Para colmo, en septiembre toca afrontar los gastos de la vuelta al cole de sus dos hijos. Vive en Madrid, los libros escolares no están subvencionados. Solo ellos se le van 600 euros. Y luego tocan las zapatillas, los chándales, las mochilas, los zapatos, los abrigos. Renovar todo, porque la ropa del año pasado se ha quedado pequeña. Y cuadrar horarios, y buscar niñera, y...

En agosto, ella y su marido cerraron su pequeño bar porque perdían más dinero abriendo que cerrando. Y se fueron al pueblo de sus padres. Casi 30 días en los que ella pudo dormir ocho horas diarias, dar largos paseos y tirarse en la hamaca a leer durante horas. Lujos que hacía años que no se permitía.

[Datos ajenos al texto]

PR #252, opened 2021-08-11
binary model loading support and latest mycoplasma model.

corredD:


src/extensions/cellpack/representation.ts
```diff
@@ -0,0 +1,84 @@
...
+
+import { ShapeRepresentation } from '../../mol-repr/shape/representation';
+import { Shape } from '../../mol-model/shape';
+import { ColorNames } from '../../mol-util/color/names';
+import { RuntimeContext } from '../../mol-task';
+import { ParamDefinition as PD } from '../../mol-util/param-definition';
+import { Mesh } from '../../mol-geo/geometry/mesh/mesh';
+import { MeshBuilder } from '../../mol-geo/geometry/mesh/mesh-builder';
+import { Polyhedron, DefaultPolyhedronProps } from '../../mol-geo/primitive/polyhedron';
+import { Icosahedron } from '../../mol-geo/primitive/Icosahedron';
```
arose, line 15: Icosahedron should be lower-case

arose:
Always so cool to see these large models :)

CELLPACK_MEMBRANE

arose:
I have an idea on how to speed up the marking. Currently it takes 60s to highlight the membrane on my machine, which is a bit long :)

arose:
I can look at the PR some more later this week. Let me know if you are still making changes.

src/extensions/cellpack/state.ts
```diff
@@ -26,23 +30,165 @@ const ParseCellPack = PluginStateTransform.BuiltIn({
...
+                let ctr_pos = new Float32Array();
+                // let ctr_norm = new Float32Array();
+                let ctr_info = new Float32Array();
+                let curve_ids = new Float32Array();
+                // let ctrl_pts= new Float32Array();
+                // let ctrl_normal= new Float32Array();
+                // let ctrl_info= new Float32Array();//#curve_id, curve_type, angle, uLength
+                let offset = 12;
+                if (ninst !== 0){
+                    pos = new Float32Array(model_data.buffer, offset, ninst * 4);offset += ninst * 4 * 4;
```
dsehnal, line 123: What endianess are your data? There are ``isLittleEndian()``/``IsNativeEndianLittle`` and ``flipByteOrder`` functions in Mol* that you can use to make sure the data are loaded correctly.

dsehnal (commented):
Very cool!

src/extensions/cellpack/state.ts
dsehnal: The other way around (you want to convert into the native endian). Something like this (I hope :)):

```ts
if (!IsNativeEndianLittle) {
    // only flip the byte order on the current view
    const buffer = flipByteOrder(new Uint8Array(data.buffer, offset, 4 * size), 4);
    return new Float32Array(buffer);
} else {
    return new Float32Array(data.buffer, offset, size);
}
```

corredD: great thanks, I made the change.

arose (changes requested):
Very nice @corredD. Thanks for up-streaming your work on this! I left a few comments inline.

Might be worth to create separate Structure objects for the large fibers so they can easily be switched on/off and maybe in the future optionally replaced by a simpler geometry like for the membrane.

There is a double slash in some URLs which leads to a lot of extra redirects. Probably worth getting rid of when loading so many files.

image

src/extensions/cellpack/representation.ts
```diff
@@ -0,0 +1,84 @@
...
+export type UnitcellProps = PD.Values<MBParams>
+
+function getMBMesh(data: MembraneSphereData, props: UnitcellProps, mesh?: Mesh) {
+    const state = MeshBuilder.createState(256, 128, mesh);
+    const radius = props.radius;
+    let p = DefaultPolyhedronProps;
+    p.detail = 3;
+    p.radius = radius;
+    const { vertices, indices } = Icosahedron();
+    const asphere = Polyhedron(vertices, indices, p);
```
arose, line 54: The usual way is to get a unit sphere with `Sphere()` and then scale it when adding it.

src/extensions/cellpack/model.ts
```diff
@@ -477,30 +506,57 @@ async function loadMembrane(plugin: PluginContext, name: string, state: State, p
...
-        representation: params.preset.representation,
+    const props = {
+        type: {
+            name: 'assembly' as const,
+            params: { id: '1' }
+        }
     };
-
-    await CellpackMembranePreset.apply(membrane, membraneParams, plugin);
+    if (params.source.name === 'id' && params.source.params !== 'MycoplasmaGenitalium.json'){
```
arose, line 515: Not too happy that there is a specific filename buried here. The info what kind of membrane this is should be in the packings data.

src/extensions/cellpack/model.ts
```diff
@@ -477,30 +506,57 @@ async function loadMembrane(plugin: PluginContext, name: string, state: State, p
...
     let cellPackJson: StateBuilder.To<PSO.Format.Json, StateTransformer<PSO.Data.String, PSO.Format.Json>>;
+    let modelFile: Asset.File|null = params.results;
     if (params.source.name === 'id') {
         const url = Asset.getUrlAsset(plugin.managers.asset, getCellPackModelUrl(params.source.params, params.baseUrl));
+        // console.log("getting "+params.source.params+" "+url.url);
         cellPackJson = state.build().toRoot()
             .apply(StateTransforms.Data.Download, { url, isBinary: false, label: params.source.params }, { state: { isGhost: true } });
+
+        if (params.source.params === 'MycoplasmaGenitalium.json'){
+            const m_url = Asset.getUrlAsset(plugin.managers.asset, `${params.baseUrl}/results/results_149_curated_serialized.bin`);
```
arose, line 551: How about putting the URL to the .bin file into the .json file and resolve it in `StructureFromCellpack` instead of passing it as a parameter?

The .bin file should retrieved using the `plugin.managers.asset`
`const asset = await plugin.runTask(plugin.managers.asset.resolve(Asset.getUrlAsset(assetManager, url), 'binary'));`. The resulting `asset` needs to be added to the `assets` variable in `StructureFromCellpack.apply`. That way the bin file will be part of the .molx session file.

arose (changes requested):

arose:
> I have an idea on how to speed up the marking. Currently it takes 60s to highlight the membrane on my machine, which is a bit long :)

Sped it up by inline the loci size calculation code, see 2482ef92af306979102d734119c760fbbb8339d0. It is about 4-5 times faster for me than before in Chrome. Performance analysis shows much more even time-spent-in breakdown (`diff` is related to the loci size calc; `mark` I already optimized as much as I could before; `texImage2D` is a built-in).

image

src/extensions/cellpack/model.ts
corredD: It was temporary, the new push should resolve this issue.

src/extensions/cellpack/model.ts
corredD: I moved the code in the model.ts file. However I am not sure how to add the asset to the asset manager 
`        if (options.resultfile) {
            const asset = await plugin.runTask(plugin.managers.asset.resolve(Asset.getUrlAsset(plugin.managers.asset, `${params.baseUrl}/results/${options.resultfile}`), 'binary', true));
            modelFile = Asset.File(new File([asset.data], 'model.bin'));
        }`

arose: Getting the asset using `plugin.managers.asset.resolve` already adds it. That part is good and it will be part of the .molx session. What is missing is the ensuring that the asset gets disposed of when the transform is deleted from the state tree, see https://github.com/corredD/molstar-proto/blob/393fc99ed2f717f844bb738b269a63f2910c6870/src/extensions/cellpack/state.ts#L132-L140.

They way you are doing the bin packing now does not yet work with sessions. Currently you are doing all the bin packing loading as part of an the LoadCellPackModel Action which means the bin packing data is not added to the state and thus not saved in the session. You can try to add the bin packing parsing as part of the ParseCellPack Transform.

src/extensions/cellpack/model.ts
```diff
@@ -707,6 +625,20 @@ async function loadPackings(plugin: PluginContext, runtime: RuntimeContext, stat
                         await loadMembrane(plugin, packings[i].name, state, params);
                     }
                 }
+            } else if (params.membrane === 'spheres'){
+                if (packings[i].mb) {
+                    let nSpheres =  packings[i].mb!.positions!.length / 3;
+                    console.log('ok mb ', nSpheres);
+                    for (let j = 0;j < nSpheres;j++) {
+                        await state.build()
```
dsehnal, line 633: - How many spheres would be here? It would be much more efficient to have a ``CreateSpheres`` transform which would take a list of vectors (Just using ``PD.Value<Vec3[]>``).
- Also, when applying multiple transforms, it is much more efficient to do:

```ts
const update  = state.build().toRoot();
for (let j = 0;j < nSpheres;j++) {
  update.apply(...);
}
await update.commit();
```

src/extensions/cellpack/state.ts
```diff
@@ -95,9 +100,101 @@ const ParseCellPack = PluginStateTransform.BuiltIn({
                     }
                 }
             }
+            const { options } = cell;
+            if (!params.modelFile && options) {
+                if (options.resultfile) {
+                    const asset = await plugin.runTask(plugin.managers.asset.resolve(Asset.getUrlAsset(plugin.managers.asset, `${params.baseUrl}/results/${options.resultfile}`), 'binary', true));
```
dsehnal, line 106: You want to be able to reuse this asset in multiple transforms from the parent ``Cell``?

src/extensions/cellpack/data.ts
```diff
@@ -35,6 +44,15 @@ export interface Recipe {
 export interface Compartment {
     surface?: Packing
     interior?: Packing
+    geom?: string
+    geom_type?: string
+    mb?: Membrane
+}
+
+export interface Membrane{
+    positions?: number[];
```
arose, line 53: why are positions and radii optional?

src/extensions/cellpack/representation.ts
```diff
@@ -0,0 +1,86 @@
...
+
+interface MembraneSphereData {
+    radius: number
+    center: Vec3
+}
+
+
+const MembraneSphereParams = {
+    ...Mesh.Params,
+    cellColor: PD.Color(ColorNames.orange),
```
arose, line 30: membraneColor?

src/extensions/cellpack/representation.ts
```diff
@@ -0,0 +1,86 @@
...
+    cellScale: PD.Numeric(2, { min: 0.1, max: 5, step: 0.1 }),
```
arose, line 31: cellScale is probably not needed

src/extensions/cellpack/representation.ts
```diff
@@ -0,0 +1,86 @@
...
+    radius: PD.Numeric(2, { min: 0.1, max: 5, step: 0.1 }),
```
arose, line 32: you could give two radii or a thickness since this will always be to represent a lipid bilayer, right?

src/extensions/cellpack/representation.ts
```diff
@@ -0,0 +1,86 @@
...
+    return m;
+}
+
+function getMBShape(ctx: RuntimeContext, data: MembraneSphereData, props: UnitcellProps, shape?: Shape<Mesh>) {
+    const geo = getMBMesh(data, props, shape && shape.geometry);
+    const label = 'mb';
+    return Shape.create(label, data, geo, () => props.cellColor, () => 1, () => label);
+}
+
+//
```
arose, line 72: please remove unused code

src/extensions/cellpack/representation.ts
```diff
@@ -0,0 +1,86 @@
...
+export const MBParams = {
+    ...MembraneSphereParams
+};
+export type MBParams = typeof MBParams
+export type UnitcellProps = PD.Values<MBParams>
+
+function getMBMesh(data: MembraneSphereData, props: UnitcellProps, mesh?: Mesh) {
+    const state = MeshBuilder.createState(256, 128, mesh);
+    const radius = props.radius;
+    // const p = DefaultPolyhedronProps;
```
arose, line 52: please remove unused code

src/extensions/cellpack/state.ts
```diff
@@ -148,3 +294,27 @@ const StructureFromAssemblies = PluginStateTransform.BuiltIn({
         b?.data.customPropertyDescriptors.dispose();
     }
 });
+
+const CreateTransformer = StateTransformer.builderFactory('cellPACK');
+export const CreateSphere = CreateTransformer({
```
arose, line 299: Please adjust all the names and labels to include 'membrane' so it is clear what representation this creates, thanks.

src/extensions/cellpack/util.ts
```diff
@@ -74,4 +76,121 @@ export function getStructureMean(structure: Structure) {
...
+    if (negative) {
+        // need to set the most significant 8 bits to 1's since a js
+        // number is 32 bits but our mantissa is only 24.
+        mantissa |= 255 << 24;
+    }
+
+    return mantissa * Math.pow(10, exponent);
+}
+
+/*
```
arose, line 112: remove?

src/extensions/cellpack/util.ts
```diff
@@ -37,7 +38,8 @@ async function downloadPDB(plugin: PluginContext, url: string, id: string, asset
 }
 
 export async function getFromPdb(plugin: PluginContext, pdbId: string, assetManager: AssetManager) {
-    const { cif, asset } = await downloadCif(plugin, `https://models.rcsb.org/${pdbId.toUpperCase()}.bcif`, true, assetManager);
+    // ${pdbId.toUpperCase()}
```
arose, line 41: please remove

arose (changes requested):

src/extensions/cellpack/data.ts
corredD: positions and radii are one way to define a compartment. Its not always the case, and to be more accurate a mesh or a volume is actually used for the compartment.

src/extensions/cellpack/representation.ts
corredD: thats right I will look into it.

corredD:
molstar-image(2)
The xray shading is really nice ! How can I get it by default ?
`
const url = Asset.getUrlAsset(plugin.managers.asset, `${params.baseUrl}/geometries/${name}`);
b = b.apply(StateTransforms.Data.Download, { url, isBinary: false, label: name }, { state: { isGhost: true } });
await b.apply(StateTransforms.Data.ParsePly, undefined, { state: { isGhost: true } })
            .apply(StateTransforms.Model.ShapeFromPly)
            .apply(StateTransforms.Representation.ShapeRepresentation3D, { xrayShaded: true, doubleSided: true, color: ColorNames.orange })
            .commit({ revertOnError: true });
`
the above code only work for the doubleSided property.

arose:
Hmm, not sure what happened there for you. Maybe it wasn't compiled yet? It looks right except for the coloring. The below works for me.

```ts
await b.apply(StateTransforms.Data.ParsePly, undefined, { state: { isGhost: true } })
    .apply(StateTransforms.Model.ShapeFromPly)
    .apply(StateTransforms.Representation.ShapeRepresentation3D, { xrayShaded: true, doubleSided: true, coloring: { name: 'uniform', params: { color: ColorNames.orange } } })
    .commit({ revertOnError: true });
```

corredD:
Thanks! working nicely 
molstar-image(3)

Pero al volver a su rutina de trabajo (niños, casa, trabajo, niños, casa), a no tener tiempo ni para dormir, mucho menos para pasear o para leer, se ha empezado a dar cuenta de que su vida no le gusta, pero que no se puede bajar en marcha del tren al que ha subido.

Sumémosle algo más. Quizá usted no lo sabe, pero cada día de septiembre se acorta tres minutos (en términos de luz solar) respecto al día anterior. Y además, las temperaturas han bajado casi 15 grados en apenas diez días. Estos cambios de luz y temperatura afectan al sistema nervioso y pueden agudizar una depresión.

«¿Una depresión?», me pregunta, escéptica.

Sí. El empeño de ella por negar que está deprimida es típico de las personas deprimidas.

Si usted me está leyendo y se siente irritable, cansado, triste sin motivo, recuerde que mal de muchos… epidemia. Y sí, mucha gente se siente como usted. Es la depresión típica de septiembre, una de cada cuatro personas la sufre. Va cuesta arriba, pero todo pasa, al final casi todos le acabamos cogiendo el ritmo al mes.

Casi todos, digo. Casi todos. Si usted se sigue sintiendo mal a mediados de octubre, consulte a un profesional. No lo oculte, y mucho menos se culpabilice.

Y recuerde que nadie lo tiene todo cuando no se tiene a sí mismo.